When i prune my crypts i use guard the surpluses roots to spreading. I have a stiro-foam box with a java moss bed, so i put this roots on the moss. In a few week i obtain a lot of baby crypts, then i pass this little plant to a pot with nutritive substrate.

Some pics























































The principal species are wendtii, green and brown, tropica and Mi Oya, becktii, and walkerii.

Greentings from Spain


----------



## Ghazanfar Ghori (Jan 27, 2004)

Looking good! Whats the potting mix you're using?


----------



## HeyPK (Jan 23, 2004)

Very nice looking plants!
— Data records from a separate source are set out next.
PR #210, opened 2026-07-13
retry the cordon and uncordon of a node on transient API errors

### LINKED ISSUE #190: [Bug]: k8s-driver-manager exits 0 when post-driver uncordon fails, leaving node Ready,SchedulingDisabled
**Describe the bug**

`k8s-driver-manager` (run as the init container of `nvidia-driver-daemonset`) cordons the node, performs driver work, then calls `kubectl uncordon` and exits. If that final `kubectl uncordon` call fails for a transient reason (API-server timeout, 5xx, connection refused, brief auth blip), the script does not propagate the error — the init container exits 0 and the pod becomes Ready.

The Node itself stays `Ready,SchedulingDisabled`. From the DaemonSet's perspective everything looks healthy, so no controller retries; from the scheduler's perspective the node is silently removed from the schedulable GPU pool. The failure mode is invisible until something downstream notices missing capacity.

**To Reproduce**

1. Deploy the GPU Operator (v25.10.1 in our case) on a cluster where the driver daemonset uses `k8s-driver-manager` as an init container.
2. Trigger a driver-manager run on a GPU node (e.g. a driver upgrade, or a manual restart of the driver pod).
3. While the init container is past the driver-work phase and about to run `kubectl uncordon`, induce a transient API-server failure for that call — easiest reliable reproducer is to interpose a deny / 503 on the `PATCH .../nodes/<name>` request, or to network-partition the kubelet briefly so the in-pod kubectl call times out.
4. Observe:
   - `k8s-driver-manager` init container exits with status 0.
   - `nvidia-driver-daemonset` pod is Ready.
   - `kubectl get node <name>` shows `Ready,SchedulingDisabled` and remains in that state indefinitely; no further reconciliation occurs.

**Expected behavior**

`k8s-driver-manager` should not silently succeed when the final uncordon fails. Specifically:

1. Retry the uncordon a bounded number of times with exponential backoff on transient errors (timeouts, 5xx, connection refused). The retry budget should be configurable via env var.
2. If retries are exhausted, exit non-zero. The init container should fail loudly, the daemonset pod should report not-ready, and the next driver-manager run should retry from a known state rather than leaving the node stuck cordoned.

 - `k8s-driver-manager` source (Commit SHA or image digest): `nvcr.io/nvidia/cloud-native/k8s-driver-manager:v0.9.1` @ `sha256:c549346eb993fda62e9bf665aabaacc88abc06b0b24e69635427d4d71c2d5ed4`
 - Host OS: Ubuntu 22.04.5 LTS
 - Kernel Version: 5.15.0-173-generic
 - NVIDIA Driver Version: 580.105.08
 - Container Runtime Version: containerd 2.1.1
 - CPU Architecture: x86_64

 If applicable, also provide:
 - Kubernetes Distro and Version: upstream Kubernetes v1.35.3 (CAPI-managed clusters)
 - NVIDIA GPU Operator version: v25.10.1

**Information to attach** (optional if deemed irrelevant)

- `k8s-driver-manager` init container logs from an affected pod (can attach a redacted sample on request).
- `kubectl describe node` for a node stuck in `Ready,SchedulingDisabled` after a driver-manager run.

---

We are mitigating downstream with a Kubernetes controller that observes the stuck state and re-uncordons the node, but the root-cause fix belongs in `k8s-driver-manager` so other operators don't have to carry the safety net. Happy to send a PR if the maintainers agree on the approach (retry + non-zero exit on terminal failure).

AcidLeroy:
Relates to #190 — see the scope note at the end for why this does not close it.

`k8s-driver-manager` cordons the node, performs its driver work, then uncordons it. Both calls gave up on the first API error, so a transient API-server timeout, 5xx, or connection refused could abort an upgrade or leave the node cordoned. We hit this as our clusters come up for the first time, when the API server is not yet fully ready; it is not an issue during steady state or upgrades.

This wraps both calls in a bounded exponential backoff (5 attempts, 1s base, factor 2, 20% jitter — roughly 15s of retrying):

- The retry policy lives at the call site, in driver-manager's `cordonNode` and `uncordonNode`, so the kube client stays a thin wrapper over the Kubernetes API and carries no retry concern. `internal/kubernetes/client.go`, `go.mod` and `vendor/` are unchanged by this PR.
- Because the client reads the Node inside `CordonNode`/`UncordonNode`, a retried call always patches a freshly read object rather than a stale one.
- How each call site treats an exhausted budget is unchanged from today's behaviour.
- The retry loop is context aware: a cancelled context ends it promptly instead of sleeping out the remaining backoff, and is joined with the last error via `errors.Join` so both causes stay inspectable.
- Failed attempts are logged with their attempt number and only described as retrying while attempts remain, so the attempt that exhausts the budget is logged as a final failure instead.

There is no new env var or flag — the retry limit is a constant.

Tests: the retry helper is unit tested directly. The client's per-attempt contract is covered by driving the real typed clientset against an `httptest` stand-in API server with independent failure budgets for reads and writes, so both a failed GET and a failed PATCH are exercised. (`k8s.io/client-go/kubernetes/fake` is not vendored, and vendoring it would add a large unrelated diff.)

**Scope note.** Earlier revisions of this PR also propagated a failed uncordon so the init container exits non-zero instead of logging a warning and exiting 0. Per review that behavioural change is dropped here and will follow separately, leaving this PR limited to the retries. It is also why this does not close #190: the retries make a stuck `Ready,SchedulingDisabled` node far less likely, but an exhausted budget still leaves it cordoned silently.

### DIFF
--- a/cmd/driver-manager/main.go
+++ b/cmd/driver-manager/main.go
@@ -40,13 +40,14 @@ import (
 )
 
 const (
-	driverRoot            = "/run/nvidia/driver"
-	driverPIDFile         = "/run/nvidia/nvidia-driver.pid"
-	driverConfigStateFile = "/run/nvidia/nvidia-driver.state"
-	operatorNamespace     = "gpu-operator"
-	pausedStr             = "paused-for-driver-upgrade"
-	defaultDrainTimeout   = time.Second * 0
-	defaultGracePeriod    = 5 * time.Minute
+	driverRoot             = "/run/nvidia/driver"
+	driverPIDFile          = "/run/nvidia/nvidia-driver.pid"
+	driverConfigStateFile  = "/run/nvidia/nvidia-driver.state"
+	operatorNamespace      = "gpu-operator"
+	pausedStr              = "paused-for-driver-upgrade"
+	defaultDrainTimeout    = time.Second * 0
+	defaultGracePeriod     = 5 * time.Minute
+	defaultUncordonRetries = 5
 
 	nvidiaDomainPrefix = "nvidia.com"
 
@@ -402,8 +403,8 @@ func (dm *DriverManager) uninstallDriver() error {
 
 	// Cleanup and reschedule components
 	if dm.isGPUPodEvictionEnabled() || dm.isAutoDrainEnabled() {
-		if err := dm.kubeClient.UncordonNode(dm.config.nodeName); err != nil {
-			dm.log.Warnf("Failed to uncordon node: %v", err)
+		if err := dm.kubeClient.UncordonNode(dm.config.nodeName, kube.RetryBackoff(defaultUncordonRetries)); err != nil {
+			return fmt.Errorf("failed to uncordon node: %w", err)
 		}
 	}
 
@@ -980,7 +981,7 @@ func (dm *DriverManager) cleanupOnFailure() {
 
 	switch {
 	case managerCanEvict:
-		if err := dm.kubeClient.UncordonNode(dm.config.nodeName); err != nil {
+		if err := dm.kubeClient.UncordonNode(dm.config.nodeName, kube.RetryBackoff(defaultUncordonRetries)); err != nil {
 			dm.log.Warnf("Failed to uncordon node during cleanup: %v", err)
 		}
 	case policyEnabled:
--- a/cmd/driver-manager/main.go
+++ b/cmd/driver-manager/main.go
@@ -47,6 +47,10 @@ const (
 	pausedStr             = "paused-for-driver-upgrade"
 	defaultDrainTimeout   = time.Second * 0
 	defaultGracePeriod    = 5 * time.Minute
+	// defaultCordonRetries bounds the retries for the cordon and uncordon calls
+	// that bracket the driver uninstall, so a transient API server error does not
+	// abort an upgrade or leave the node cordoned.
+	defaultCordonRetries = 5
 
 	nvidiaDomainPrefix = "nvidia.com"
 
@@ -344,7 +348,7 @@ func (dm *DriverManager) uninstallDriver() error {
 		}
 
 		if dm.isGPUPodEvictionEnabled() || dm.isAutoDrainEnabled() {
-			if err := dm.kubeClient.UncordonNode(dm.config.nodeName); err != nil {
+			if err := dm.uncordonNode(); err != nil {
 				dm.log.Warnf("Failed to uncordon node: %v", err)
 			}
 		}
@@ -407,7 +411,7 @@ func (dm *DriverManager) uninstallDriver() error {
 	// the post-unload auto-drain fallback runs after the kubelet-plugin is gone,
 	// leaving drained claim-holders stuck in Terminating.
 	if dm.isGPUPodEvictionEnabled() || (dm.components.draDriverDeployed != "" && dm.isAutoDrainEnabled()) {
-		if err := dm.kubeClient.CordonNode(dm.config.nodeName); err != nil {
+		if err := dm.cordonNode(); err != nil {
 			return fmt.Errorf("failed to cordon node: %w", err)
 		}
 
@@ -500,7 +504,7 @@ func (dm *DriverManager) uninstallDriver() error {
 
 	// Cleanup and reschedule components
 	if dm.isGPUPodEvictionEnabled() || dm.isAutoDrainEnabled() {
-		if err := dm.kubeClient.UncordonNode(dm.config.nodeName); err != nil {
+		if err := dm.uncordonNode(); err != nil {
 			dm.log.Warnf("Failed to uncordon node: %v", err)
 		}
 	}
@@ -1123,6 +1127,21 @@ func (dm *DriverManager) isDriverAutoUpgradePolicyEnabled() bool {
 	return false
 }
 
+// cordonNode and uncordonNode wrap the kube client calls with this command's
+// retry policy. The policy lives here rather than in the client so the client
+// stays a thin wrapper over the Kubernetes API.
+func (dm *DriverManager) cordonNode() error {
+	return retryOnAnyError(dm.ctx, dm.log, retryBackoff(defaultCordonRetries),
+		fmt.Sprintf("cordon node %s", dm.config.nodeName),
+		func() error { return dm.kubeClient.CordonNode(dm.config.nodeName) })
+}
+
+func (dm *DriverManager) uncordonNode() error {
+	return retryOnAnyError(dm.ctx, dm.log, retryBackoff(defaultCordonRetries),
+		fmt.Sprintf("uncordon node %s", dm.config.nodeName),
+		func() error { return dm.kubeClient.UncordonNode(dm.config.nodeName) })
+}
+
 func (dm *DriverManager) cleanupOnFailure() {
 	dm.log.Info("Performing cleanup on failure")
 	policyEnabled := dm.isDriverAutoUpgradePolicyEnabled()
@@ -1130,7 +1149,7 @@ func (dm *DriverManager) cleanupOnFailure() {
 
 	switch {
 	case managerCanEvict:
-		if err := dm.kubeClient.UncordonNode(dm.config.nodeName); err != nil {
+		if err := dm.uncordonNode(); err != nil {
 			dm.log.Warnf("Failed to uncordon node during cleanup: %v", err)
 		}
 	case policyEnabled:
--- a/internal/kubernetes/client.go
+++ b/internal/kubernetes/client.go
@@ -111,16 +111,7 @@ func (c *Client) UpdateNodeLabels(nodeName string, nodeLabels map[string]string)
 		return fmt.Errorf("failed to marshal patch: %w", err)
 	}
 
-	backoff := wait.Backoff{
-		Duration: time.Second,
-		Factor:   2.0,
-		Jitter:   0.2,
-		Steps:    7,
-	}
-
-	return retry.OnError(backoff, func(err error) bool {
-		return true
-	}, func() error {
+	return retryOnAnyError(RetryBackoff(7), func() error {
 		_, err := c.clientset.CoreV1().Nodes().Patch(c.ctx, nodeName, types.StrategicMergePatchType, patchBytes, metav1.PatchOptions{})
 		if err != nil {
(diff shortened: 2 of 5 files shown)


AcidLeroy:
@tariq1890 Do I need to mention this in an office hours or something? Happy to discuss the direction/motivation here.

cmd/driver-manager/main.go
```diff
@@ -219,6 +221,13 @@ func main() {
 			EnvVars:     []string{"FORCE_REINSTALL"},
 			Value:       false,
 		},
+		&cli.IntFlag{
+			Name:        "uncordon-retries",
```
tariq1890: I'd prefer not exposing a knob for this and go with a default retry limit for now

internal/kubernetes/client_test.go
```diff
@@ -0,0 +1,59 @@
+/*
+ * Copyright (c) 2025, NVIDIA CORPORATION.  All rights reserved.
```
tariq1890: Year needs fixing

tariq1890:
Thank you for your PR. We are in somewhat of  a code freeze as we have a new planned release coming up. I will need to discuss with the rest of the team if we are to include this change in the next release.

AcidLeroy:
> Thank you for your PR. We are in somewhat of a code freeze as we have a new planned release coming up. I will need to discuss with the rest of the team if we are to include this change in the next release.

Thanks @tariq1890! This was just a weirdness that we noticed as our clusters come up for the first time (api server might not be fully ready). It's not too much of an issue during steady state or upgrades. Happy to discuss other ways to handle this as well if this doesn't work for you.

cmd/driver-manager/main.go
AcidLeroy: Removed the knob — dropped the `uncordon-retries` flag, `UNCORDON_RETRIES` env var, and config field. Now uses the `defaultUncordonRetries` (5) constant directly for both uncordon calls.

internal/kubernetes/client_test.go
AcidLeroy: Fixed — bumped to 2026.

AcidLeroy:
@tariq1890 any updates on getting this in?

tariq1890:
@AcidLeroy Apologies for the delayed responses. We are in a code-freeze right now as we are working on getting the next release of the gpu-operator out. Once that's done, we can get back to reviewing this PR. Should this PR be merged, it will be in the releases of gpu-operator following the next.

kvalliyurnatt (dismissed):

kvalliyurnatt:
@AcidLeroy regarding
>  the symmetric CordonNode still aborts on the first transient error (unchanged here) — only a failed uncordon leaves the node stuck Ready,SchedulingDisabled. Happy to extend the same retry to cordon in a follow-up if maintainers prefer.

could you include this in the existing PR, I think that would be a good to have as well.

Also could you update the PR description, it seems outdated

AcidLeroy:
> @AcidLeroy regarding
> 
> > the symmetric CordonNode still aborts on the first transient error (unchanged here) — only a failed uncordon leaves the node stuck Ready,SchedulingDisabled. Happy to extend the same retry to cordon in a follow-up if maintainers prefer.
> 
> could you include this in the existing PR, I think that would be a good to have as well.
> 
> Also could you update the PR description, it seems outdated

@kvalliyurnatt 
Updated the description and also included retries for cordon to keep it symmetric.

internal/kubernetes/client.go
```diff
@@ -144,30 +135,61 @@ func (c *Client) GetNodeAnnotationValue(nodeName, annotation string) (string, er
...
+// Kubernetes API errors, bounded to the given number of attempts (at least one).
+func RetryBackoff(attempts int) wait.Backoff {
+	if attempts < 1 {
+		attempts = 1
+	}
+	return wait.Backoff{Duration: time.Second, Factor: 2.0, Jitter: 0.2, Steps: attempts}
+}
+
+// retryOnAnyError retries fn on any error using the given backoff.
+func retryOnAnyError(backoff wait.Backoff, fn func() error) error {
```
kvalliyurnatt: nit: could we make this function context aware, so that when context is cancelled we return promptly instead of sleeping through remaining backoff

internal/kubernetes/client.go
```diff
@@ -144,30 +135,61 @@ func (c *Client) GetNodeAnnotationValue(nodeName, annotation string) (string, er
...
+	if cordon {
+		verb = "cordon"
 	}
 
-	drainHelper := &drain.Helper{Ctx: c.ctx, Client: c.clientset}
-	return drain.RunCordonOrUncordon(drainHelper, node, false)
+	return retryOnAnyError(backoff, func() error {
+		node, err := c.clientset.CoreV1().Nodes().Get(c.ctx, nodeName, metav1.GetOptions{})
+		if err != nil {
+			c.log.Warnf("Failed to get node %s to %s it, retrying: %v", nodeName, verb, err)
```
kvalliyurnatt: nit: This reports retrying even on the last failure, can we maybe log the retry count and log the last attempt.

internal/kubernetes/client_test.go
```diff
@@ -0,0 +1,190 @@
...
+	require.NoError(t, err)
+
+	log := logrus.New()
+	log.SetOutput(io.Discard)
+
+	return &Client{ctx: context.Background(), log: log, clientset: clientset}
+}
+
+func TestCordonNodeRetriesUntilSuccess(t *testing.T) {
+	api := &flakyNodeAPI{nodeName: "gpu-node", failuresLeft: 2}
```
kvalliyurnatt: nit: The current failures are consumed by the initial GET requests, so these tests do not exercise a failed PATCH . Could we add PATCH-specific failure coverage ?

kvalliyurnatt (approved):
LGTM, left a few nits, but non-blocking.

internal/kubernetes/client.go
```diff
@@ -144,30 +140,99 @@ func (c *Client) GetNodeAnnotationValue(nodeName, annotation string) (string, er
...
+		lastErr = fn()
+		return lastErr == nil, nil
+	})
+	if err == nil {
+		return nil
+	}
+
+	if ctxErr := ctx.Err(); ctxErr != nil {
+		if lastErr != nil {
+			return fmt.Errorf("%w (last error: %v)", ctxErr, lastErr)
```
tariq1890: why not use errors.Join instead?

internal/kubernetes/client.go
```diff
@@ -144,30 +140,99 @@ func (c *Client) GetNodeAnnotationValue(nodeName, annotation string) (string, er
 	return node.Annotations[annotation], nil
 }
 
-// CordonNode cordons a Node given a Node name marking it as Unschedulable
-func (c *Client) CordonNode(nodeName string) error {
+// CordonNode cordons a Node given a Node name marking it as Unschedulable.
+// It retries on any error until the backoff budget is exhausted, then returns
+// the last error.
+func (c *Client) CordonNode(nodeName string, backoff wait.Backoff) error {
```
tariq1890: I don't think we should be adding the backoff to the function signature of the kube client.

We could do either of the two:

- Add the backoff settings to the Client struct
- Implement the retry logic at the call site layer instead.

I prefer the second option.

AcidLeroy:
@tariq1890 addressed comments. Please take another look when you have time.

internal/kubernetes/client.go
```diff
@@ -144,30 +132,89 @@ func (c *Client) GetNodeAnnotationValue(nodeName, annotation string) (string, er
...
+	}
+	return wait.Backoff{Duration: time.Second, Factor: 2.0, Jitter: 0.2, Steps: attempts}
+}
+
+// RetryOnAnyError retries fn on any error using the given backoff, logging each
+// failed attempt at action. A cancelled ctx ends the retry loop promptly
+// instead of sleeping out the remaining backoff, and is joined with the last
+// error rather than being reduced to it, which wait.Interrupted would
+// otherwise conflate.
+func RetryOnAnyError(ctx context.Context, log *logrus.Logger, backoff wait.Backoff, action string, fn func() error) error {
```
tariq1890: let's not define the method here. It is better to declare it in the `main` package.

internal/kubernetes/client.go
```diff
@@ -114,20 +114,8 @@ func (c *Client) UpdateNodeLabels(nodeName string, nodeLabels map[string]string)
...
-		Duration: time.Second,
-		Factor:   2.0,
-		Jitter:   0.2,
-		Steps:    7,
-	}
-
-	return retry.OnError(backoff, func(err error) bool {
-		return true
-	}, func() error {
+	return RetryOnAnyError(c.ctx, c.log, RetryBackoff(7), fmt.Sprintf("update labels on node %s", nodeName), func() error {
```
tariq1890: Similar to my previous comment, it's probably better to move the retry logic one layer up. I suggest doing either of the two:

- revert this change to what it was before
- move the retry block to where the `UpdateNodeLabels` is invoked.

tariq1890:
@AcidLeroy I was thinking we limit the scope of this PR to adding retries for the kube cordon and uncordon actions. The failing fast on uncordon fail does make sense, but it is a behavioural change to an execution flow which hasn't been changed in a long while. A retry logic would have averted the original issue you when your env encountered the Uncordon failure, yes? I am just being cautious here.

If we feel strongly about introducing this new behaviour of exiting with a non-zero code, we could perhaps explore that in a separate PR/commit? Let me know what you think.

AcidLeroy:
@tariq1890 thanks again for the review. 

> A retry logic would have averted the original issue you when your env encountered the Uncordon failure, yes? I am just being cautious here.

Yes, eventually everything came up healthy so having a retry, in theory, should the original bug I had. 


> If we feel strongly about introducing this new behaviour of exiting with a non-zero code, we could perhaps explore that in a separate PR/commit?

That sounds like a wise decision, agreed.

tariq1890:
Thank you for your patience and diligence with this @AcidLeroy, it is much appreciated!

The changes, the updated PR titles and commit message all LGTM. The only thing remaining is the signing the commit. See [here](https://docs.github.com/en/authentication/managing-commit-signature-verification/signing-commits).

tariq1890:
It needs to show up as `Verified`

Screenshot 2026-09-08 at 7 50 36 PM

AcidLeroy:
> It needs to show up as `Verified`

Should be fixed now.

tariq1890 (approved):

I especially like the wendtii with the striping on the leaves.


----------



## Xema (Mar 24, 2004)

thank for the comments.

i am using a mixture of red clay (used for childs in school works), local yelow clay, sifted earthworms castings, sand 2-3 mm of grain, akadama clay and old rest of floradepot.


----------



## Phil Edwards (Jan 22, 2004)

Now THAT'S how you grow Crypts. Looks great Xema, I think I'm going to have to give that a try.


----------



## Xema (Mar 24, 2004)

My little crypt farm... at january 2005










Actually, i am testing some differents soils. Coco litter (coconut fiber) has showing good results.


----------